Despite the rarity of MITF mutations, they might trigger RCC development in specific cases, as mutated MITF displays enhanced binding to the HIF1-α promoter and has been shown to increase HIF1-α promoter activity. Moreover, MITF also acts as a transcription factor and is able to directly control MET transcription [20]. Activating mutations in the MET proto-oncogene are especially frequent in papillary type 1 RCC (about 15%) [21]. These mutations lead to activation of several pathways resulting in, for example, tumor cell proliferation, invasion, and angiogenesis. Mutations in MITF interrupting its controlled degradation might constantly increase MET transcription and result in similar effects as mutational MET activation. It is conceivable that this effect, in combination with additional harmful events, makes a cell prone to malignant transformation. This is supported by the recent description of an actin gamma 1 (ACTG1)-MITF fusion in a case of papillary RCC [22]. In vitro studies of this fusion protein revealed an induction of, for example, HIF1-α and MET transcription in HEK293T cells, and an increased colony-forming ability in NIH3T3 cells. These data gave the first evidence for a similar tumorigenic potential of MITF fusion proteins as is attributed to TFE3 fusions.
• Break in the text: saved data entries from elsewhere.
PR #15, opened 2024-04-24
New API model with Builder and Reader

gpeacock:
This is the new cross platform API built on streams.
The Builder class is used to construct new manifests.
You can add other ingredients and resources (like thumbnails) directly to the Builder.
The Builder can be saved to an archive and restored for continued work.
The signer now keeps the private key out of the API and allows for remote calls.
You can read resources like thumbnails directly from the Reader without forcing file I/O.
We will be expanding on this model over time.


src/c2pa.udl
```diff
@@ -2,38 +2,103 @@
...
+ /// [Throws=Error]
+ /// string read_file([ByRef] string path, string? data_dir);
+ /// [Throws=Error]
+ /// string read_ingredient_file([ByRef] string path, [ByRef] string data_dir);
+ /// [Throws=Error]
+ /// sequence<u8> sign_file([ByRef] string source, [ByRef] string dest, [ByRef] string manifest, [ByRef] SignerInfo signer_info, string? data_dir);
+};
+
+[Error]
+interface Error {
```
dkozma, line 8: Do you know what happens if this list falls out of sync with c2pa-rs?

src/c2pa.udl
```diff
@@ -2,38 +2,103 @@
...
+  string from_stream([ByRef] string format, [ByRef] Stream reader);
+
+  [Throws=Error]
+  string json();
+
+  [Throws=Error]
+  u64 resource_to_stream([ByRef] string uri, [ByRef] Stream stream);
 };
 
+callback interface SignerCallback {
```
dkozma, line 67: It does seem like we might want a c2pa-uniffi or have this someplace where Swift and Kotlin can access it. This might be another vote for an eventual monorepo that @dyro was kicking around.

src/error.rs
```diff
@@ -0,0 +1,126 @@
...
+    Other { reason: String },
+    #[error("Remote {reason}")]
+    RemoteManifest { reason: String },
+    #[error("ResourceNotFound {reason}")]
+    ResourceNotFound { reason: String },
+    #[error("RwLock")]
+    RwLock,
+    #[error("Signature {reason}")]
+    Signature { reason: String },
+    #[error("Verify{reason}")]
```
dkozma: Nit
```suggestion
    #[error("Verify {reason}")]
```

src/error.rs
```diff
@@ -0,0 +1,126 @@
+use thiserror::Error;
+pub type Result<T> = std::result::Result<T, Error>;
+
+#[derive(Error, Debug)]
+/// Defines all possible errors that can occur in this library
+pub enum Error {
```
dkozma, line 6: Is this also something that can be shared by the other uniffi-based bindings?

src/lib.rs
```diff
@@ -12,14 +12,179 @@
...
+mod error;
+pub use error::{Error, Result};
+#[cfg(feature = "v1")]
+mod json_api;
+#[cfg(feature = "v1")]
+pub use json_api::{read_file, read_ingredient_file, sign_file};
+#[cfg(feature = "v1")]
+mod signer_info;
+#[cfg(feature = "v1")]
+pub use signer_info::{CallbackSigner, SignerCallback, SignerConfig, SignerInfo};
```
dkozma, line 29: It looks like you are still keeping the V1 stuff in here? It might be good to put this under a `v1` namespace or something so it's clear to other people referencing the code (looking at people such as myself) which parts are code related to the new way.

dkozma (commented):
This looks great, however I'm just wondering how much of this can be shared with other uniffi-based bindings (Swift, Kotlin) and if we should put that in a sharable place now, since Swift will be coming in the near future.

In summary, the MITF p.E318K mutation does not seem to play a major role in sporadic RCC development in Caucasians, but is possibly restricted to a rare subpopulation of inherited RCC. Nonetheless, in general, MITF alterations might contribute to the development of sporadic RCC as they affect targets already known to be involved in RCC pathobiology.

The authors thank Verena Popp, Karina Kalb, Claudia Knoll, and Nina Oks for excellent technical assistance.

The authors have no conflict of interest.